Re: What is an automorphism of a database instance?

From: Kira Yamato <>
Date: Sat, 29 Dec 2007 01:04:57 -0500
Message-ID: <2007122901045716807-kirakun_at_earthlinknet>

On 2007-12-28 13:07:54 -0500, Tegiri Nenashi <> said:

> On Dec 27, 9:15 pm, Kira Yamato <> wrote:

>> I need help in understanding what is an automorphism of a database instance.
>> The following definition is from the book Relational Database Theory by
>> Atzeni and De Antonellis:
>> Definition: An automorphism of a database instance r is a partial function
>> h : D --> D
>> where D is the domain of the database r such that
>> 1) the partial function h is a permutation of the active domain D_r, and
>> 2) when we extend its definition to tuples, relations, and database
>> instances, we obtain a function on instances that is the identity on r,
>> namely
>> h(r) = r.
>> I can understand 1), but I cannot understand 2).
>> In mathematics, an automorphism is a 1-1 mapping that preserves the
>> structure of an underlying set. For example, if in some set whose
>> members x, y and z obeys
>> z = x + y,
>> then we expect an automorphism f on that set to also obey
>> f(z) = f(x) + f(y).
>> So, the structure of "addition" is preserved.
>> Now, back to relational database theory, what "structure" is being
>> preserved by 2)?

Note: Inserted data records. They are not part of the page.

PR #11324, opened 2020-12-26
Fix "difficulty adjust" mod overridden settings getting discarded in multiplayer

### LINKED ISSUE #11305: Difficulty adjust not working in multiplayer

**Logs:**

frenzibyte:
Closes #11305 

## What the issue is

The issue was occurring because of the mod getting reinstantiated twice during the room creation process:
https://github.com/ppy/osu/blob/6849eabf2ce56db434d9a68829f63207659b78a1/osu.Game/Screens/OnlinePlay/Multiplayer/MultiplayerMatchSongSelect.cs#L51 https://github.com/ppy/osu/blob/6849eabf2ce56db434d9a68829f63207659b78a1/osu.Game/Online/Multiplayer/StatefulMultiplayerClient.cs#L443

when it gets reinstantiated, the settings are copied from the previous instance to the new one, and that is happening before `ReadFromDifficulty` is called, which means `userTrackedSettings` wouldn't be tracking the copying, therefore when `ReadFromDifficulty` gets called (by `OsuGame.updateModDefaults()`) the settings would be discarded and the base values would be used instead.

## The solution

I've tried a couple of solutions but none of them worked properly, involving:
 - copying `userTrackedSettings` over, which wouldn't work for `APIMod.ToMod()`.
 - applying difficulty before copying settings, which doesn't really sound sane to do + you would have to track exactly any instantiation of the mod and read difficulty there.
 - forcing difficulty in the `Mod` constructor, which I'm not really sure about, and I don't think will be possible with the current flow.

but I came up with a solution that I am satisfied with:

And what it does is extracting the logic into a `DifficultyTrackingBindable` class, and make it so that it can handle "changing difficulty settings without a base difficulty" cases properly, by tracking any touches to the bindable, until a base difficulty is received.

I've added test coverage for the new mod's settings overriding behaviour, which matches [as it was previously](https://github.com/ppy/osu/blob/3f85fcf0c94da5da35fb3bcad5ef8a4e57493362/osu.Game.Tests/NonVisual/ModDifficultyAdjustOverridingTest.cs#L23-L85) + handles [changing settings before base](https://github.com/ppy/osu/blob/3f85fcf0c94da5da35fb3bcad5ef8a4e57493362/osu.Game.Tests/NonVisual/ModDifficultyAdjustOverridingTest.cs#L87-L118) properly.

### DIFF
--- a/osu.Game.Tests/NonVisual/ModDifficultyAdjustOverridingTest.cs
+++ b/osu.Game.Tests/NonVisual/ModDifficultyAdjustOverridingTest.cs
@@ -1,0 +1,129 @@
+// Copyright (c) ppy Pty Ltd <contact@ppy.sh>. Licensed under the MIT Licence.
+// See the LICENCE file in the repository root for full licence text.
+
+using NUnit.Framework;
+using osu.Game.Beatmaps;
+using osu.Game.Rulesets.Osu.Mods;
+
+namespace osu.Game.Tests.NonVisual
+{
+    [TestFixture]
+    public class ModDifficultyAdjustOverridingTest
+    {
+        private OsuModDifficultyAdjust mod;
+        private int difficultyID;
+
+        [SetUp]
+        public void SetUp()
+        {
+            mod = new OsuModDifficultyAdjust();
+            difficultyID = 0;
+        }
+
+        [Test]
+        public void TestOverridenStopTrackingBase()
+        {
+            var baseDifficulty = createDifficulty(5);
+            mod.ReadFromDifficulty(baseDifficulty);
+
+            mod.ApproachRate.Value = 10;
+            mod.CircleSize.Value = 10;
+
+            Assert.AreEqual(10, mod.ApproachRate.Value);
+            Assert.AreEqual(10, mod.CircleSize.Value);
+            Assert.AreEqual(baseDifficulty.DrainRate, mod.DrainRate.Value);
+            Assert.AreEqual(baseDifficulty.OverallDifficulty, mod.OverallDifficulty.Value);
+
+            baseDifficulty = createDifficulty(3);
+            mod.ReadFromDifficulty(baseDifficulty);
+
+            Assert.AreEqual(10, mod.ApproachRate.Value);
+            Assert.AreEqual(10, mod.CircleSize.Value);
+            Assert.AreEqual(baseDifficulty.DrainRate, mod.DrainRate.Value);
+            Assert.AreEqual(baseDifficulty.OverallDifficulty, mod.OverallDifficulty.Value);
+        }
+
+        [Test]
+        public void TestOverridenAfterBaseTrackOnRevert()
+        {
+            var baseDifficulty = createDifficulty(5);
+            mod.ReadFromDifficulty(baseDifficulty);
+
+            mod.ApproachRate.Value = 10;
+            Assert.AreEqual(10, mod.ApproachRate.Value);
+            Assert.AreEqual(baseDifficulty.ApproachRate, mod.ApproachRate.Default);
+
+            mod.ApproachRate.SetDefault();
+            Assert.AreEqual(baseDifficulty.ApproachRate, mod.ApproachRate.Value);
+
+            baseDifficulty = createDifficulty(3);
+            mod.ReadFromDifficulty(baseDifficulty);
+
+            Assert.AreEqual(baseDifficulty.ApproachRate, mod.ApproachRate.Value);
+        }
+
+        [Test]
+        public void TestOverridenAfterBaseDontTrackWithoutChange()
+        {
+            mod.ReadFromDifficulty(createDifficulty(6));
+
+            mod.ApproachRate.Value = 3;
+            mod.CircleSize.Value = 3;
+
+            Assert.AreEqual(3, mod.ApproachRate.Value);
+            Assert.AreEqual(3, mod.CircleSize.Value);
+
+            mod.ReadFromDifficulty(createDifficulty(3));
+
+            Assert.AreEqual(3, mod.ApproachRate.Value);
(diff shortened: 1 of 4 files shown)


osu.Game.Tests/NonVisual/ModDifficultyAdjustOverridingTest.cs
```diff
@@ -0,0 +1,129 @@
...
+            mod.ReadFromDifficulty(createDifficulty(6));
+
+            Assert.AreEqual(6, mod.ApproachRate.Value);
+            Assert.AreEqual(6, mod.CircleSize.Value);
+
+            mod.ReadFromDifficulty(createDifficulty(3));
+
+            Assert.AreEqual(3, mod.ApproachRate.Value);
+            Assert.AreEqual(3, mod.CircleSize.Value);
+        }
```
bdach, line 118: I don't understand why this should work the way it is written. As far as I'm concerned, the way difficulty adjust works should be dead simple:

* If someone has set a value manually, keep that setting forever, until
* a revert to the default value was requested, in which case the base difficulty should be used.

I'm not going to go into the actual implementation of this as it is way too convoluted and hard to understand for what I think it actually needs to be doing. Probably because these tests are enforcing a very convoluted behaviour. This is all made worse by the fact that all of this data is kept in-band instead of using nullable types.

frenzibyte: This is just handling a case where if a difficulty adjust mod is created with certain values, then `ReadFromDifficulty` is called first time with a difficulty that matches those certain values of the mod, then consider the setting is not overriding anything and should keep tracking base difficulty value. (otherwise, I believe this will make the mod's settings always become "overriden" when jumping to song select with a copied mod or something of the sorts)

Maybe documenting each test and what behaviour is it testing against in a song select/multiplayer context would help in that?

bdach: Relying on order of execution is dodgy any way you slice it. This is a representation problem. If the value hasn't been manually touched by anyone, it should not be deserialised, copied, etc. It should remain the default.

frenzibyte: > If the value hasn't been manually touched by anyone, it should not be deserialised, copied, etc.

I'm not sure I understand what you mean by this, what should be preventing "deserializing, copying", because that doesn't sound like it's possible, can you elaborate more?

bdach: It should be passed around unambiguously as null or similar. None of this "maybe this is the map difficulty, or maybe it's what a user set" stuff.

bdach:
For what it's worth I think the proper way to go forward here is some sort of custom `IBindableNumber` implementation just for this, that essentially does something like the following:

```csharp
public OptionalBindableNumber<T> : IBindableNumber<T>
{
	private bool valueWasChanged;

	public OptionalBindableNumber(T initialValue = default)
	{
		ValueChanged += _ => valueWasChanged = true;
	}

	public T Value
	{
		get => valueWasChanged ? base.Value : base.Default;
		set => base.Value = value;
	}

	public bool IsDefault => !valueWasChanged;

	public void SetDefault => valueWasChanged = false;

	// and probably more things as required
}
```

but this will 100% require larger amendments both game- and framework-side (because `SetDefault` is not virtual, and game is hard-coupled to `BindableNumber` to create settings controls, etc.).

frenzibyte:
Hmm, that might work and would definitely make logic straightforward, good thinking on this! (always have this bad habit of being driven by the current logic of the game and adding to it, instead of rethinking the whole thing in general)

bdach:
An `AggregateBindable` usage (one bindable for map value, second for overriden value, aggregate bindable tracks which one to read from) might also be worth considering, too. Might be even simpler actually.

peppy:
@frenzibyte are you planning to make refactors to this? it would be nice to get a fix in the upcoming hotfix build, but not sure the state on your changes here.

frenzibyte:
Yeah, I'll go through it now.

frenzibyte:
Unfortunately, none of these proposals are possible to implement:
 - `AggregateBindable`: That's not possible given that it exposes an immutable `Result` bindable, and doesn't seem to allow being mutated, if possible to do at all.
 - `OptionalBindableNumber`: With the current bindable flow, members like `IsDefault` and `SetDefault` would not be called from bound bindables, making this impossible to implement properly (no way to revert override back to base).
 
 Seems my current solution is the only way here, unless you have another idea that could work out, I'm free for trying.

bdach:
I still categorically disagree with the current code as written, and doubt it is the "only way".

frenzibyte:
Yeah, that's why I said "unless you have another idea", I've reached a dead end here and I'm very unsure about any other solution.

bdach:
I stared at this problem a bit today, and it was admittedly harder than I expected - but I came up with the following commit: https://github.com/bdach/osu/commit/d1006654e34625ad56b00520b8896183689ac59a.

Mind you, it has rough edges that I'm not entirely sure how to sand, but I think the above is still infinitely more workable than whatever the `DifficultyTrackingBindable` from this PR is trying to be doing. Obviously this does not entirely solve the problem (probably going to need new controls to use that, and adjust serialisation logic), but I think it might clear the major hurdle in all of this.

frenzibyte:
The name might need to be more generic though, something like `OverridableSetting`? and an `Overridable{Slider/Control}` for UI control, unless you think the name you had is fine?

bdach:
Not going to insist on the name given. Maybe it should be `SettingWithBaseValue` or similar, not sure.

frenzibyte:
Closing in favour of #11390 (this just utterly regresses code readability)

Can someone explain the formalization in 2) more
>> carefully?
> Well, in mathematics you rarely find an algebra with 7 (or 8?)
> operations. Moreover, the operations are syntactically unattractive.
> The elements of the algebra are relations, and yet
> some operations like projection and selection take an additional
> parameter, which is outside of the realm of
> the relation objects. Some operations like union can't be applied to
> any pair of relations. The explicit
> renaming operation is like nothing else in mathematics, where renaming
> variables has never been a big deal.
> If this line of thought resonates with you, please check up
> There are 2 homomorhisms of relational algebra into boolean algebras
> there.

Thank you for that link. It is certainly one direction to look into in defining morphisms between databases.